Mechanical Behaviour of Soft Tissue
To speak of tensegrity, is necessary to speak of the trusses, initially.
Trusses are an interconnected set of bars in which the links are given at
the extremity of them. The links are considered kneecaps, so they do not
give moment to the other bars. With this setting, interesting properties
are observed. The bars, regardless of the external request, are only loaded
with forces of compression or traction. Therefore, there are not shear strength
or internal moments. They are also capable of handling hard requests than
if they were a single bar, ie, is necessary to have a bar too thick to support
the same that a truss that has a less weight supports. They are easier to
transport and assemble and may have specific bars replaced if there is any
incident without losing the structure as a whole.
A structure with tensegrity is a truss in which, for any loading, the compressive
elements suffer only compression and are represented by bars; the traction
elements suffer only traction and can be replaced by cables without loss
of stability and function of the structure. This is due to the geometry
of the structure that consists in maintaining the stability of the system.
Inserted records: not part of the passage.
PR #659, opened 2024-10-04
Add option to `LiTS` to adjust orientation

### LINKED ISSUE #658: CT scan orientation is wrong in `LiTS`
Currently the LiTS dataset classes return images like this:
image

So in some samples, the table is on the left side, and in others on the right side. Radiologist are used to have the table at the bottom, liver on the left, and heart on the right ("looking into the feet of the patient").

nkaenzig:
Closes #658

image

### DIFF
--- a/src/eva/vision/data/datasets/segmentation/lits.py
+++ b/src/eva/vision/data/datasets/segmentation/lits.py
@@ -29,6 +29,9 @@ class LiTS(base.ImageSegmentation):
     _test_ratio: float = 0.15
     """Index ranges per split."""
 
+    _fix_orientation: bool = True
+    """Whether to fix the orientation of the images to match the default for radiologists."""
+
     _sample_every_n_slices: int | None = None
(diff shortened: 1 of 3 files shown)


src/eva/vision/data/datasets/segmentation/lits.py
```diff
@@ -49,6 +51,7 @@ def __init__(
         root: str,
         split: Literal["train", "val", "test"] | None = None,
         transforms: Callable | None = None,
+        fix_orientation: bool = True,
```
ioangatop, line 54: maybe we should put it as a class state variable (like we do on the splits) because i think people wont want to change it

ioangatop (approved):

src/eva/vision/data/datasets/segmentation/lits.py
nkaenzig: done

PR #682, opened 2024-10-11
Add starplot leaderboard script to tools

roman807:
closes https://github.com/kaiko-ai/eva/issues/681


tools/generate_leaderboard_plots.py
```diff
@@ -0,0 +1,235 @@
...
+
+    # create colormap:
+    colors = [[0, "white"], [1, "#0000ff"]]
+    cmap = matplotlib.colors.LinearSegmentedColormap.from_list("", colors)
+
+    # prepare data frame:
+    df.index.names = [""]
+
+    # exclude BACH from the average
+    df_for_avg = df[[c for c in df.columns if c != "bach"]]
```
nkaenzig, line 134: should we specify a list above `_exclude_from_avg = ["bach"]` to specify datasets to exclude?

nkaenzig (approved):

tools/data/leaderboard.csv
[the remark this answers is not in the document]
roman807: The CSV that is being saved keeps the order of FMs as indicated in the hardcoded list. This makes it easier to control the color scheme for the starplot. The ordering according to avg performance is only needed for the visualization of the table

tools/generate_leaderboard_plots.py
roman807: done

PR #686, opened 2024-10-14
Add `CrossEntropyLoss` and `DiceCELoss` wrappers with support for class weights

### LINKED ISSUE #684: Add support for weighted loss functions
For imbalanced datasets adding class weights to the loss function can be important. However, as for now for instance the `weight` parameter in `CrossEntropyLoss` can't be use, because it expects a `torch.Tensor` which cannot be specified in the .yaml config / initialized by jsonargparse.

nkaenzig:
Closes #684


src/eva/vision/losses/dice.py
```diff
@@ -12,29 +14,94 @@ class DiceLoss(losses.DiceLoss):  # type: ignore
...
+        inputs, targets = _apply_ignore_index(inputs, targets, self.ignore_index)
+        targets = _to_one_hot(targets, num_classes=inputs.shape[1])
 
         if targets.ndim == 3:
             targets = one_hot(targets[:, None, ...], num_classes=inputs.shape[1])
 
         return super().forward(inputs, targets)
+
+
+class DiceCELoss(losses.dice.DiceCELoss):
```
roman807, line 54: no strong feelings but usually prefer spelling names out to make it more clear if looked at without context. Here could be `DiceCrossEntropyLoss`

roman807 (approved):

src/eva/vision/losses/dice.py
nkaenzig: Good point. In this instance I kept the original name, to make it more clear that those are just wrappers around commonly used loss functions from other libraries (monai in this case).

PR #690, opened 2024-10-18
Switch from `SGD` optimizer to `AdamW` for patch classification tasks 

nkaenzig:
- For some models we have observed SGD to not converge (fast enough), without further tuning the learning rate
- This PR standardises the batch size for patch classifiction tasks to 256


docs/leaderboards.md
```diff
@@ -38,26 +38,24 @@ We selected this approach to prioritize reliable, robust and fair FM-evaluation
 | **Dropout**                    | 0.0                       | 0.0                       | 0.0                       |
 | **Hidden activation function** | n/a                       | ReLU                      | n/a                       |
 | **Output activation function** | none                      | none                      | none                      |
-| **Number of steps**            | 12,500                    | 12,500 (2)                | 2,000                     |
```
roman807, line 41: Let's adjust the sentence in line 30?

Maybe something like 
```
*eva* uses a fixed protocol customized to each category of tasks. The setup has proven to be performant and robust independent of task and model size & architecture and generally prioritizes fairness and comparability over state-of-the-art performance.
```

(If you adopt this you can also remove the citation in line 61)

roman807:
Thanks, looks good! Do you want to already include the updated leaderboard plots in this PR or would this come in a later one?

docs/leaderboards.md
nkaenzig: Good point, updated now

roman807 (approved):

PR #2465, opened 2026-04-08
fix: resolve Promise.all concurrent query collision with identical SQ…

### LINKED ISSUE #1953: Promise.all error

It follows from this fact that not all trusses structures can be structures
with tensegrity, but all these structures can be replaced by trusses with
no problem.
Figure 1 - Structure with the principles of tensegrity
As some biomechanical problems, especially the structural problems
of large living beings, are not solved using traditional principles
of mechanics,
begin to think on tensegrity as a possible solution. For example, when
mounting an experience of request the head weight of a common human
being in the
column of a skeleton is proved that the column acting separately can
not resist these forces and the bones of the vertebrae are broken. But
day by
day our columns supporting loads far greater than the weight of our
head consuming little power. How is it possible? The theory of tensegrity
search
try solve problems in a cinematic nature, incorporating at the structural
system muscles, ligaments and tendons and with high load consuming
minimal power, ie, at the same way that our body works.
Figure 2 - Model of the column with tensegrity.
Through the use of this new theory, intended to model a vertebral column
that supports the actual external demands, be flexible, with movement
and that consumes little power. Additionally, in partnership with IST
Lisbon, aims to streamline the steps of a surgical correction of scoliosis
through finite element modeling using the parameters of the tensegrity.
TEAM: Ana Lydia Reis Castro e Silva, Estevam Barbosa
de las Casas, Sérgio Teixeira da Fonseca, David Gonçalves
de Oliveira and Lucas Ferreira Ricoy.